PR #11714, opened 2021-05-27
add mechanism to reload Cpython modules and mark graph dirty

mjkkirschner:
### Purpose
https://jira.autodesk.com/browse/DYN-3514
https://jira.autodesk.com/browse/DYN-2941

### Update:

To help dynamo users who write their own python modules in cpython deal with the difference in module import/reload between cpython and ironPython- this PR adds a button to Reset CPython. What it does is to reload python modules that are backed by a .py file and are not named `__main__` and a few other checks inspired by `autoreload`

___

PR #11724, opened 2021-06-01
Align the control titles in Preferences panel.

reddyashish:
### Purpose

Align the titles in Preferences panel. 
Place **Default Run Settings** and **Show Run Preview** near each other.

___

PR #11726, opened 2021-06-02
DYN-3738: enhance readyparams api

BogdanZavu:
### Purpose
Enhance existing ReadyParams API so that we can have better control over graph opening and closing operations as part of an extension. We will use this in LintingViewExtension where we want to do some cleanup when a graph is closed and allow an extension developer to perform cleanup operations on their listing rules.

___

- What the task asks -
Working from the entries above, find every line in which the word "opened" occurs and copy it.

- Written solution -
PR #11714, opened 2021-05-27
PR #11724, opened 2021-06-01
PR #11726, opened 2021-06-02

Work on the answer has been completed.